The organisers of the upcoming games festival discuss why these events are vital to finding future talent for the industry

Why Jagex, PlayStation and more are supporting students through Brains Eden

Student games initiatives provide technology professionals and companies with the opportunity to give something back to the industry, through sharing expert advice and specialist knowledge with participants and networking amongst other industry professionals, while also gaining access to the next generation of talent.

Cambridge is a great example of how internationally renowned games development companies can support student projects, and the future of the games industry. Often referred to as Silicon Fen, the city is a hotbed of technological advancement and home to a world leading digital creative hub, which employs over a thousand games industry professionals.

Many of the companies in Cambridge support projects like Brains Eden, held annually at Anglia Ruskin University. One of the largest student-only games festivals in the UK, Brains Eden attracts students from across Europe and has become an integral part of one of the most important and booming sectors of the economy. Events like Brains Eden provide industry professionals with the opportunity to handpick the next generation of talented game creators.

At the same time, Brains Eden gives university students the chance to experience a 48-hour games jam and put their programming and design skills to the test, while also becoming entrepreneurial thinkers; they’re required to design a product from start to finish and even pitch their ideas to renowned industry experts.

Mark Ogilvie, design director at Jagex Games Studio said: “I’ve been a fan of Brains Eden for years – the creativity that comes out of rapid development projects like this, plus the unadulterated, unbridled passion of students is a recipe for success. It is an honour to be involved in events like this; Jagex is delighted to be able to help nurture local talent and give something back to local projects, and to invest in the future of the games industry by doing so.”

Events like Brains Eden provide industry professionals with the opportunity to handpick the next generation of talented game creators.

Some of the leading games developers, such as PlayStation, are also actively targeting the next generation of developers at university level. Not only is PlayStation a passionate supporter of Brains Eden but the company runs its own Academic Development Programme, an academic licensing programme for universities and academic groups that want to use PlayStation development tools as part of a broader spectrum of further education provision.

“Meeting the best new talent is one of the key challenges in recruitment in the sector," said Mark Green, senior producer at the PlayStation-owned Guerrilla Games. "That’s why our PlayStation First Academic Programme and events like Brains Eden are so important; they give us the chance to meet some of the very, very best.”

But what about pre-university level? Across the UK, teachers are struggling to teach a Computer Science curriculum that will sufficiently inspire the next generation of would-be games developers. The current UK Computer Science curriculum in schools requires students to understand and practise software development processes, but what it doesn’t offer is insight into real life experiences of what the games, creative and digital industries have to offer.

So how are teachers and schools – which are often ‘behind the curve’ when it comes to technology compared to their students – going to be able to better deliver Computer Science learning opportunities? A key element of the solution is for industry to support schools and colleges in the delivery of Computer Science education – by investing in innovative and creative learning opportunities which inspire young learners.

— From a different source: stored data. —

PR #3889, opened 2020-04-22
ci: disable cache upload/download for non-CI builds

coryan:
These scripts are used to run the builds locally, on a developer
workstations. With these changes the cache is not downloaded or
downloaded unless KOKORO_JOB_TYPE is configured, which hopefully
developers only will set when they mean to simulate the CI environment
and they understand the consequences.

---
This change is [Reviewable](https://reviewable.io/reviews/googleapis/google-cloud-cpp/3889)

### DIFF
--- a/ci/kokoro/docker/download-cache.sh
+++ b/ci/kokoro/docker/download-cache.sh
@@ -46,7 +46,7 @@ if [[ ! -f "${KEYFILE}" ]]; then
   exit 0
 fi
 
-if [[ -z "${KOKORO_JOB_TYPE:-}" ]] ||
+if [[ "${RUNNING_CI:-}" != "yes" ]] ||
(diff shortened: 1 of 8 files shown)


ci/kokoro/docker/download-cache.sh
```diff
@@ -46,7 +46,8 @@ if [[ ! -f "${KEYFILE}" ]]; then
   exit 0
 fi
 
-if [[ "${KOKORO_JOB_TYPE:-}" != "PRESUBMIT_GERRIT_ON_BORG" ]] &&
+if [[ -z "${KOKORO_JOB_TYPE:-}" ]] ||
```
devbww, line 49: Use a single `[[ ... ]]` command?

coryan: Done.

PR #3894, opened 2020-04-23
ci: use ccache in ci/kokoro/install builds

### LINKED ISSUE #3521: Enable Cache for ci/kokoro/install

coryan:
On Pull-Request builds, and if available, download the
ccache tarball and store them in `ci/kokoro/install/ccache-contents`.
The Dockerfile then extracts this tarball in `/h/.ccache` and configures
ccache to use that directory.

At the end of a successful build update the tarball. If the build is a CI
build then upload the tarball to the GCS folder.

Fixes #3521 

---
This change is [Reviewable](https://reviewable.io/reviews/googleapis/google-cloud-cpp/3894)

### DIFF
--- a/ci/kokoro/cache-functions.sh
+++ b/ci/kokoro/cache-functions.sh
@@ -63,7 +63,7 @@ cache_upload_enabled() {
     return 1
   fi
 
-  if [[ "${RUNNING_CI:-}" != "TODO(coryan)" || "${KOKORO_JOB_TYPE:-}" != "CONTINUOUS_INTEGRATION" ]]; then
+  if [[ "${RUNNING_CI:-}" != "yes" || "${KOKORO_JOB_TYPE:-}" != "CONTINUOUS_INTEGRATION" ]]; then
     echo "================================================================"
     log_normal "Cache not updated as this is not a CI build or it is a PR build."
     return 1
--- a/ci/kokoro/cache-functions.sh
+++ b/ci/kokoro/cache-functions.sh
@@ -35,7 +35,7 @@ cache_download_enabled() {
 
 cache_gcloud_cleanup() {
   revoke_service_account_keyfile "${CACHE_KEYFILE}" || true
-  delete_gcloud_config
+  delete_gcloud_config || true
 }
 
 cache_download_tarball() {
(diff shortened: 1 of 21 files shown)


coryan:
Note that the builds are super slow in this PR because (a) we need to change the Dockerfiles, and that invalidates the docker cache, and (b) the ccache is not built yet. Which is to say we may need another PR to see any benefits, and probably some troubleshooting :disappointed:

ci/kokoro/cache-functions.sh
```diff
@@ -0,0 +1,87 @@
...
+  revoke_service_account_keyfile "${CACHE_KEYFILE}" || true
+  delete_gcloud_config
+}
+
+cache_download_tarball() {
+  local -r GCS_FOLDER="$1"
+  local -r DESTINATION="$2"
+  local -r FILENAME="$3"
+
+  trap cache_gcloud_cleanup EXIT
```
devjgm, line 46: I believe traps aren't local to a function, so this trap will still be set after this function exits. Therefore, I wonder if it'd be clearer to list this trap immediately after declaring the `cache_gcloud_cleanup()` function? WDYT? Is that a bad idea?

ci/kokoro/install/build.sh
```diff
@@ -49,46 +49,59 @@ else
...
   has_cache="true"
 fi
 
+readonly CACHE_BUCKET="${GOOGLE_CLOUD_CPP_KOKORO_RESULTS:-cloud-cpp-kokoro-results}"
+readonly CACHE_FOLDER="${CACHE_BUCKET}/build-cache/google-cloud-cpp/master/install"
+readonly CACHE_NAME="${DISTRO}.tar.gz"
+
+if cache_download_enabled; then
+  cache_download_tarball \
+    "${CACHE_FOLDER}" "ci/kokoro/install/ccache-contents" "${CACHE_NAME}" || true
```
devjgm, line 100: It seems a little strange that we're downloading ephemeral, working files and stuff to a directory inside our repo. Is there a reason why this needs to be the case? Can this not be somewhere like /tmp or something? It's fine to keep, but I'm just curious the reason.

coryan:
PTAL

coryan:
I made too many changes, so I re-requested a review.

ci/kokoro/install/build.sh
devjgm: FTR, @coryan and I discussed this offline. It would be nice to avoid having a cache directory in our repo, but neither of us can think of a reasonable way to avoid it at this point.

coryan: Created #3915

PR #3905, opened 2020-04-23
fix: crash for bigtable's scan_throughput_benchmark

coryan:
On Windows+CMake+Debug builds the C++ library has a few more assertions,
and it crashed when we passed invalid ranges to the random number
generators.

---
This change is [Reviewable](https://reviewable.io/reviews/googleapis/google-cloud-cpp/3905)


coryan:
@scotthart still needs an actual LGTM

PR #3910, opened 2020-04-23
refactor: move some setup into the fixture class

mr-salty:
`StorageIntegrationTest::SetUp()` now handles client creation and
reading environment variables, so we don't have to repeat that in
every test.

I merged `ObjectIntegrationTest` into `StorageIntegrationTest` because
there wasn't enough difference to justify two classes.

My goal here is to have `StorageIntegrationTest::TearDown()` ensure all
objects created by the test get cleaned up (see #3872) but I will do that
in another PR since this one is large enough already.

---
This change is [Reviewable](https://reviewable.io/reviews/googleapis/google-cloud-cpp/3910)


mr-salty:
___
*[google/cloud/storage/testing/storage_integration_test.cc, line 72 at r1](https://reviewable.io/reviews/googleapis/google-cloud-cpp/3910#-M5dJyei-LLfMnD71R41:-M5wK_CE5AfGTwG3NI33:bv22in6) ([raw file](https://github.com/googleapis/google-cloud-cpp/blob/5e5fa679fc111ddff74be656a863b57fe744f5d5/google/cloud/storage/testing/storage_integration_test.cc#L72)):*

Many of our tests needed only one environment variable, and before this change I could run them from the command line (or from a debugger, or an IDE or with valgrind) using something like:

```sh
GOOGLE_CLOUD_CPP_STORAGE_TEST_BUCKET_NAME=foo ./the-one-test
```

Now I have to set 4 environment variables, some of which are unrelated, and some which have long names and values (look at the value of `GOOGLE_CLOUD_CPP_STORAGE_TEST_SERVICE_ACCOUNT`).  That seems like less than ideal to me.

What if you refactored the function to validate a list of environment variables to `StorageIntegrationTest` and let each test define its own list (maybe as part of their `setup` maybe with some default list).  Or what if we post-pone the validation until the first call to `bucket_name()` or something like that?

</blockquote></details>

I really wanted to postpone the validation until access but you can't use `ASSERT` in a function unless it returns `void`.  I could throw an exception or just `CHECK`, neither of which seemed great to me (or change those methods to use an out parameter - yuck)

Initially I only had the environment variables that were truly ubiquitous in the base class, but I moved as many as possible there to avoid needing to derive and implement `SetUp` (and remember to call the base class `SetUp`, which is a pain).  Deriving and implementing a constructor isn't as bad, but you can't use `ASSERT` in a constructor either per the [FAQ](https://github.com/google/googletest/blob/master/googletest/docs/faq.md#should-i-use-the-constructordestructor-of-the-test-fixture-or-setupteardown-ctorvssetup)

Maybe there's another option, let me give it a bit of thought.

devjgm:
@mr-salty FYI, you can close this PR without losing the work on your branch if you'd like to think more about which direction to go.

mr-salty:
will reopen once I rework this

PR #3912, opened 2020-04-24
perf: parallelize slow formatting steps

devjgm:
With the more C++ and CMake files being added, the check-style step is
getting slower. The cmake-format step is the slowest, and was taking
about 45 seconds on my laptop. clang-format was taking about 23 seconds.

This change parallelizes the executions of these steps with `xargs -P`.
The parallelism and number of arguments values were determined
experimentally on my machine.

With this change, the cmake-format step is about 11 seconds, and the
clang-format step is about 4 seconds.

---
This change is [Reviewable](https://reviewable.io/reviews/googleapis/google-cloud-cpp/3912)

### DIFF
--- a/ci/check-style.sh
+++ b/ci/check-style.sh
@@ -51,12 +51,13 @@ replace_original_if_changed() {
 # Apply cmake_format to all the CMake list files.
 #     https://github.com/cheshirekow/cmake_format
 git ls-files -z | grep -zE '((^|/)CMakeLists\.txt|\.cmake)$' |
-  xargs -0 cmake-format -i
+  xargs -P "${NCPU}" -n 1 -0 cmake-format -i
 
 # Apply clang-format(1) to fix whitespace and other formatting rules.
 # The version of clang-format is important, different versions have slightly
 # different formatting output (sigh).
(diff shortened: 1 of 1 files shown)


ci/check-style.sh
```diff
@@ -51,12 +51,13 @@ replace_original_if_changed() {
 # Apply cmake_format to all the CMake list files.
 #     https://github.com/cheshirekow/cmake_format
 git ls-files -z | grep -zE '((^|/)CMakeLists\.txt|\.cmake)$' |
-  xargs -0 cmake-format -i
+  xargs -P "${NCPU}" -n 1 -0 cmake-format -i
```
devbww, line 54: Did `-n 1` really win?  There are 44 files that currently match that pattern, so, with `NCPU` ~= 8, I've got to imagine that `-n 6` should be better, no?

For what it's worth, I time `-n 1` at about 4.2s and `-n 6` at about 1.4s.

devjgm: I believe it did in my experiments yesterday. But if you find a better combinations, SGTM.

devbww: I was unable to produce such a big change inside a docker run.  `-n 3` seemed to be the best, but the differentials were fractional seconds, so I'm happy to stick with `-n 1`.

PR #3918, opened 2020-04-24
cleanup: import google/cloud from g-c-cpp-common

### LINKED ISSUE #3582: Copy code from google-cloud-cpp-common
UPDATED: based on @coryan 's comment below.

... to `google/cloud/*.{h,cc}` so that it lives at the same path as it does in its current repo. Otherwise, callers includes would break.

We should investigate how to preserve history as well when doing this copy.

coryan:
Fixes #3582 

----
This change is [Reviewable](https://reviewable.io/reviews/googleapis/google-cloud-cpp/3918)


coryan:
The manual changes are in:

https://github.com/googleapis/google-cloud-cpp/pull/3918/files/2d0bd51711b36fcbe1ecc4158cfccea433059116..0db1df4d6113389ffd9d1d36b57ffdbb6a992b8b

PR #3921, opened 2020-04-24
fix: actually use the ccache tarball

coryan:
I made so many mistakes in these changes. In hindsight I should
have broken this down in a change to create the ccache tarball
(without using it), and then a change to use it. As it was my local
testing failed because:

- I expected the docker cache to not work as the devtools changed
  to include ccache, but then it did not work for other reasons too.
- I expected the local tests to fail (expect when I manually did the
  steps) because the cache tarballs had not been populated.

So all the testing was ad-hoc and did not catch the problems.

The current UK Computer Science curriculum doesn’t offer students insight into real life experiences of what the games, creative and digital industries have to offer.

A new computer games initiative – Future Experience Points (FXP) – is a development competition and festival for school and college aged students, which is being piloted in Cambridgeshire this year and backed by major industry players and influencers such as ARM, Jagex, Anglia Ruskin University, Cambridge University Press, YoYo Games, Unity and Rizing Games.

Michael Warburton from Cambridge Regional College and Rizing Games said: “Events like Brains Eden and FXP offer students the chance to be around other like-minded games designers and developers across the region and, in some cases, the world. The chance for participants to have face to face interactions with industry mentors provides a unique opportunity to gain awareness of the skills and approaches required in developing games.”

Industry players working directly with schools and universities through initiatives like Brains Eden and FXP will prepare the games developers of tomorrow with not only the technical but also workplace skills that they need to succeed in the world of work, by giving participants the gold dust opportunity of direct industry mentoring.